CannibalKiller said:


> surely you must be a -core kid. Nightmare is easily A7x's best album, and tbh Escape the Fate blows.



I only heard Avenged Sevenfold for the first time three weeks ago through my drummer. Listening through their albums, it's pretty obvious Nightmare is watered down commercial stuff compared with the delirious madness of the previous two discs. 

Worst I've bought probably Taproot- Gift, which had no redeeming features for me, or Divine Aeternum which I picked up in a bargain bucket in Hungary.


----------



## HeHasTheJazzHands (Jun 22, 2012)

Goro923 said:


> Am I the only one who hates this album? I can't be. I bought this because everybody said it was the shit. And boy oh boy, was it ever.



I'd have to agree with you. That album is pretty overrated, IMO. 

*Flameshield on* I'm glad that they got the new singer and went more towards the heavier stuff again.  All they need is a damn rhythm guitarist.


----------



## ramses (Jun 22, 2012)

*Vertú*

Richie Kotzen + jazz-rock fusion heavyweights ... I was expecting it to be an amazing production when it came out; but, I was barely able to finish listening to it once. I tried to give it to another musician friend, as a gift, but he told me that he had already bought it and then given it away.


----------



## Floppystrings (Jun 22, 2012)

I like that Sepultura album, but the previous one was a bit more raw.

They went from sounding like early Morbid Angel, to sounding like Slayer, and then Korn.
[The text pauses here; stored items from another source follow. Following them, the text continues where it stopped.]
PR #1041, opened 2020-01-19
Update pthread_demo.c

ariels1996:
Thank you for sharing this wonderful demo file.
It was very useful for study with nanomsg.

It's nothing important, but I found some issues like this:
1. header file for ntohl, htonl.
2. Compile issue in 'int server(const char *url)' with comparison between pointer and integer.

Thank you.

### DIFF
--- a/demo/pthread_demo.c
+++ b/demo/pthread_demo.c
@@ -47,6 +47,7 @@
 #include <poll.h>
 #include <sys/time.h>
 #include <pthread.h>
+#include <arpa/inet.h>
 
 #include <nanomsg/nn.h>
 #include <nanomsg/reqrep.h>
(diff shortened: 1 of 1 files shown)


demo/pthread_demo.c
```diff
@@ -170,8 +171,8 @@ int server(const char *url)
 
     /*  Now wait on them to finish. */
     for (i = 0; i < MAXWORKERS; i++) {
-        if (tids[i] != NULL) {
-            pthread_join (tids[i], NULL);
+        if (tids[i] != '\0') {
```
gdamore: This is wrong.  NULL is the correct value here -- i.e. its a (void *)0   Not a character.

gdamore: As far as the other change (the htonl thing) -- maybe it would be better to simply eliminate the use of the macro altogether for this example.  Real programs should use endian safe operations if they want to be portable, but this example is about showing the use of threads, not about showing how to be portable.

ariels1996:
Thank you for review!!
There is no problem, so I'll close this.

I bet they have lots of fans that are like, wtf, play thrash again.


----------



## HeHasTheJazzHands (Jun 22, 2012)

Floppystrings said:


> I bet they have lots of fans that are like, wtf, play thrash again.



You mean something like this?


----------



## Floppystrings (Jun 22, 2012)

HeHasTheJazzHands said:


> You mean something like this?




Close, but a little more like this:





It sounds pretty old school, because it is haha.


----------



## ZEBOV (Jun 22, 2012)

Korn - See You on the Other Side.


----------



## HeHasTheJazzHands (Jun 22, 2012)

I know, I was trying to imply that they were trying to get a bit heavier with their newer stuff.


----------



## Floppystrings (Jun 22, 2012)

HeHasTheJazzHands said:


> I know, I was trying to imply that they were trying to get a bit heavier with their newer stuff.



It has some thrashy parts, it just seems to gentle.

I kinda wish they would go back to the roots thing, and do a more melodic heavy thing but in the vein of jent or heavy guitars.

Oh well, the band isn't the same anymore obviously.


----------



## BornToLooze (Jun 22, 2012)

I didn't actually buy this, but my friend burned it for me because it was the greatest band in the world, and I didn't have internet or anything to know about them


----------



## DLG (Jun 22, 2012)

had a girlfriend buy me Bon Jovi - Crush because I sang "It's My Life" whenever it came on the radio. I guess the moral of the story is not to listen to the radio with your girlfriend.


----------



## Hankey (Jun 22, 2012)

I once bought a Mariah Carey CD 

I was young and ignorant back then...


----------



## mattofvengeance (Jun 22, 2012)

There are very few things that have a definitive answer. This is one of them. I don't have to go through the thread because the one true answer is..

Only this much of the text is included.